───── Provided data ─────

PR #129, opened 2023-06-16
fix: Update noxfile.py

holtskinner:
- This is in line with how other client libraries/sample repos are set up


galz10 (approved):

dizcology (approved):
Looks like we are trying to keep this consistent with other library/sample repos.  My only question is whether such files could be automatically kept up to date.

─────

(Problem statement): When a line of the data holds the string "approved", pick it out and copy it.

(Written response):
galz10 (approved):
dizcology (approved):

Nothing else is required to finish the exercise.